» **Exercise objective**:
Copy the records below character for character.

» **Records for this exercise**:
PR #707, opened 2024-12-05
add phpdoc return types for arrayaccess methods (fixes #563)

### LINKED ISSUE #563: Deprecation warnings on PHP 8.1
Hello. I'm using PHP 8.1.1 and lib version 4.4.1

I see the following deprecation warnings
```
1x: Method "ArrayAccess::offsetSet()" might add "void" as a native return type declaration in the future. Do the same in implementation "Sabre\VObject\Node" now to avoid errors or add an explicit @return annotation to suppress this message.

  1x: Method "ArrayAccess::offsetUnset()" might add "void" as a native return type declaration in the future. Do the same in implementation "Sabre\VObject\Node" now to avoid errors or add an explicit @return annotation to suppress this message.

  1x: Method "ArrayAccess::offsetSet()" might add "void" as a native return type declaration in the future. Do the same in implementation "Sabre\VObject\Property" now to avoid errors or add an explicit @return annotation to suppress this message.

  1x: Method "ArrayAccess::offsetUnset()" might add "void" as a native return type declaration in the future. Do the same in implementation "Sabre\VObject\Property" now to avoid errors or add an explicit @return annotation to suppress this message.

  1x: Method "ArrayAccess::offsetSet()" might add "void" as a native return type declaration in the future. Do the same in implementation "Sabre\VObject\Property\ICalendar\DateTime" now to avoid errors or add an explicit @return annotation to suppress this message.
```

smhg:
See #563.

This adds only phpdoc return types as real return types would not work for the earlier php versions this library supports.

### DIFF
--- a/lib/ElementList.php
+++ b/lib/ElementList.php
@@ -24,6 +24,7 @@ class ElementList extends ArrayIterator
      *
      * @param int   $offset
      * @param mixed $value
+     * @return void
      */
     #[\ReturnTypeWillChange]
     public function offsetSet($offset, $value)
@@ -37,6 +38,7 @@ class ElementList extends ArrayIterator
      * This method just forwards the request to the inner iterator
      *
      * @param int $offset
+     * @return void
      */
     #[\ReturnTypeWillChange]
     public function offsetUnset($offset)
--- a/lib/ElementList.php
+++ b/lib/ElementList.php
@@ -24,6 +24,7 @@ class ElementList extends ArrayIterator
      *
      * @param int   $offset
      * @param mixed $value
+     *
      * @return void
      */
     #[\ReturnTypeWillChange]
@@ -38,6 +39,7 @@ class ElementList extends ArrayIterator
      * This method just forwards the request to the inner iterator
      *
      * @param int $offset
+     *
      * @return void
      */
     #[\ReturnTypeWillChange]
--- a/lib/Node.php
+++ b/lib/Node.php
@@ -212,6 +212,7 @@ abstract class Node implements \IteratorAggregate, \ArrayAccess, \Countable, \Js
      *
      * @param int   $offset
      * @param mixed $value
+     *
      * @return void
      */
     #[\ReturnTypeWillChange]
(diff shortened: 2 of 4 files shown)


phil-davis:
@smhg php-cs-fixer wants an extra comment line between `@param` and `@return` PHPdoc lines.
Can you adjust that please?

And this will not change run-time behavior. I suppose that the messages reported in issue #563 are being generated by the analysis tools, and not run-time in production?

smhg:
@phil-davis I've added the extra lines to the phpdoc blocks. I'm sorry, trusted CI would run php-cs-fixer as it requires an older PHP env.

» **Exercise answer**:
PR #707, opened 2024-12-05
add phpdoc return types for arrayaccess methods (fixes #563)

### LINKED ISSUE #563: Deprecation warnings on PHP 8.1
Hello. I'm using PHP 8.1.1 and lib version 4.4.1

I see the following deprecation warnings
```
1x: Method "ArrayAccess::offsetSet()" might add "void" as a native return type declaration in the future. Do the same in implementation "Sabre\VObject\Node" now to avoid errors or add an explicit @return annotation to suppress this message.

  1x: Method "ArrayAccess::offsetUnset()" might add "void" as a native return type declaration in the future. Do the same in implementation "Sabre\VObject\Node" now to avoid errors or add an explicit @return annotation to suppress this message.

  1x: Method "ArrayAccess::offsetSet()" might add "void" as a native return type declaration in the future. Do the same in implementation "Sabre\VObject\Property" now to avoid errors or add an explicit @return annotation to suppress this message.

  1x: Method "ArrayAccess::offsetUnset()" might add "void" as a native return type declaration in the future. Do the same in implementation "Sabre\VObject\Property" now to avoid errors or add an explicit @return annotation to suppress this message.

  1x: Method "ArrayAccess::offsetSet()" might add "void" as a native return type declaration in the future. Do the same in implementation "Sabre\VObject\Property\ICalendar\DateTime" now to avoid errors or add an explicit @return annotation to suppress this message.
```

smhg:
See #563.

This adds only phpdoc return types as real return types would not work for the earlier php versions this library supports.

### DIFF
--- a/lib/ElementList.php
+++ b/lib/ElementList.php
@@ -24,6 +24,7 @@ class ElementList extends ArrayIterator
      *
      * @param int   $offset
      * @param mixed $value
+     * @return void
      */
     #[\ReturnTypeWillChange]
     public function offsetSet($offset, $value)
@@ -37,6 +38,7 @@ class ElementList extends ArrayIterator
      * This method just forwards the request to the inner iterator
      *
      * @param int $offset
+     * @return void
      */
     #[\ReturnTypeWillChange]
     public function offsetUnset($offset)
--- a/lib/ElementList.php
+++ b/lib/ElementList.php
@@ -24,6 +24,7 @@ class ElementList extends ArrayIterator
      *
      * @param int   $offset
      * @param mixed $value
+     *
      * @return void
      */
     #[\ReturnTypeWillChange]
@@ -38,6 +39,7 @@ class ElementList extends ArrayIterator
      * This method just forwards the request to the inner iterator
      *
      * @param int $offset
+     *
      * @return void
      */
     #[\ReturnTypeWillChange]
--- a/lib/Node.php
+++ b/lib/Node.php
@@ -212,6 +212,7 @@ abstract class Node implements \IteratorAggregate, \ArrayAccess, \Countable, \Js
      *
      * @param int   $offset
      * @param mixed $value
+     *
      * @return void
      */
     #[\ReturnTypeWillChange]
(diff shortened: 2 of 4 files shown)


phil-davis:
@smhg php-cs-fixer wants an extra comment line between `@param` and `@return` PHPdoc lines.
Can you adjust that please?

And this will not change run-time behavior. I suppose that the messages reported in issue #563 are being generated by the analysis tools, and not run-time in production?

smhg:
@phil-davis I've added the extra lines to the phpdoc blocks. I'm sorry, trusted CI would run php-cs-fixer as it requires an older PHP env.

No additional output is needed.